───── DATA TO EXAMINE ─────

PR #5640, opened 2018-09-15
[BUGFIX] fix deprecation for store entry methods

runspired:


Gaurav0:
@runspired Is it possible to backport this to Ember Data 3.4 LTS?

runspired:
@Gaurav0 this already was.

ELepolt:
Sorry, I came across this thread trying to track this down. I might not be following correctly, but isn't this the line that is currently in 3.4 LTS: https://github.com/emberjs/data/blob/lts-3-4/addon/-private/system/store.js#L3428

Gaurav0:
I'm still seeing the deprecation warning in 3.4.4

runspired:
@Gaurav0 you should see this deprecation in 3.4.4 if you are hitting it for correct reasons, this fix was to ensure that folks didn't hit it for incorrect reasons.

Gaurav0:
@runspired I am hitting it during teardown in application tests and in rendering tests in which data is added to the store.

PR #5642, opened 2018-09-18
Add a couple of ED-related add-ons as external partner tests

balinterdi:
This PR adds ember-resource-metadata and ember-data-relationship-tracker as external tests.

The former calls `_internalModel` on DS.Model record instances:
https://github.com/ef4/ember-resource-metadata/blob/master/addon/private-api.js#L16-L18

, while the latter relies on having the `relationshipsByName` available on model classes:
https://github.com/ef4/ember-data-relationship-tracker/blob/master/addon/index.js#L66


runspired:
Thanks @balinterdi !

─────

Each line from the one containing "for incorrect reasons." to the final line above should be written out exactly; please omit the others.

@Gaurav0 you should see this deprecation in 3.4.4 if you are hitting it for correct reasons, this fix was to ensure that folks didn't hit it for incorrect reasons.

Gaurav0:
@runspired I am hitting it during teardown in application tests and in rendering tests in which data is added to the store.

PR #5642, opened 2018-09-18
Add a couple of ED-related add-ons as external partner tests

balinterdi:
This PR adds ember-resource-metadata and ember-data-relationship-tracker as external tests.

The former calls `_internalModel` on DS.Model record instances:
https://github.com/ef4/ember-resource-metadata/blob/master/addon/private-api.js#L16-L18

, while the latter relies on having the `relationshipsByName` available on model classes:
https://github.com/ef4/ember-data-relationship-tracker/blob/master/addon/index.js#L66


runspired:
Thanks @balinterdi !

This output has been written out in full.